Version-Release number of selected component (if applicable):
-------------------------------------------------------------

nfs-ganesha-gluster-2.4.1-1.el7rhgs.x86_64
glusterfs-ganesha-3.8.4-5.el7rhgs.x86_64


How reproducible:
----------------

Reporting the first occurence

Steps to Reproduce:
-------------------

1. Mount a 2*2 volume via v3 and v4 on different clients.

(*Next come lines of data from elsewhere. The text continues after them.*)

PR #186, opened 2019-11-10
Use Win32 wrapper around 64 bit atomic operations

theseankelly:
64 bit comiler intrinsics are unavailable on x86 and ARM platforms in
MSVC. This change uses the Win32/UWP wrapping API for the 64 bit
atomics. Per documentation on MSDN, the functions will leverage compiler
intrinsics if available. All other intrinsics used in this file are available on x64, x86, and ARM versions of MSVC and pose no issue.

I've tested this fix against Dashing & Crystal as well -- please consider for patches.


sloretz:
CI (windows, testing all packages up to `rclpy` to test all code using `rcutils` atomics)
* [Build Status](https://ci.ros2.org/job/ci_windows/8550/)

theseankelly:
Thank you!

PR #298, opened 2016-09-13
core:  update the pet frame properly after entering/exiting a vehicle

Rainrider:
Fixes https://github.com/oUF-wow/oUF/issues/257
Closes https://github.com/oUF-wow/oUF/pull/258

It would be nice if someone manages to test this is a raid/party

2. Run iozone reads and couple of writes- dd,iozone,untar etc.

Actual results:
---------------

Ganesha crashes and dumps core.

Expected results:
-----------------

No crashes.

Additional info:
----------------

Volume Name: testvol
Type: Distributed-Replicate
Volume ID: aeab0f8a-1e34-4681-bdf4-5b1416e46f27
Status: Started
Snapshot Count: 0
Number of Bricks: 2 x 2 = 4
Transport-type: tcp
Bricks:
Brick1: gqas013.sbu.lab.eng.bos.redhat.com:/bricks/testvol_brick0
Brick2: gqas005.sbu.lab.eng.bos.redhat.com:/bricks/testvol_brick1
Brick3: gqas006.sbu.lab.eng.bos.redhat.com:/bricks/testvol_brick2
Brick4: gqas011.sbu.lab.eng.bos.redhat.com:/bricks/testvol_brick3
Options Reconfigured:
ganesha.enable: on
features.cache-invalidation: on
server.allow-insecure: on
performance.stat-prefetch: off
transport.address-family: inet
performance.readdir-ahead: on
nfs.disable: on
nfs-ganesha: enable
cluster.enable-shared-storage: enable
[root@gqas011 /]#

Comment 5 Atin Mukherjee 2016-11-28 15:32:17 UTC
Putting needinfo on Susant & Du as well.

Comment 8 Susant Kumar Palai 2016-11-29 11:32:19 UTC
From the core:
(gdb) p *ref
$28 = {cnt = 0, release = 0x7fbfa6ef1e60 <MDCACHE>, data = 0x7fbfa6c7ca20 <mdcache_get_ref>}


 The ref count for miginfo object is zero. So it seems like double unref event. Will debug further from the code to figure out the RCA.